BEGIN Data extracts

PR #86, opened 2021-06-16
Bug/81 name fields

deb761:
# Changes

Updated recipes and sample data


atlasjen:
deployed w/o issue. still need to update lead pagelayout to include all fields, but i will provide that.

atlasjen (approved):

END Data extracts

▶ **Instructions for the task**
In full and verbatim, repeat the records given above.

▶ **Solution**
PR #86, opened 2021-06-16
Bug/81 name fields

deb761:
# Changes

Updated recipes and sample data


atlasjen:
deployed w/o issue. still need to update lead pagelayout to include all fields, but i will provide that.

atlasjen (approved):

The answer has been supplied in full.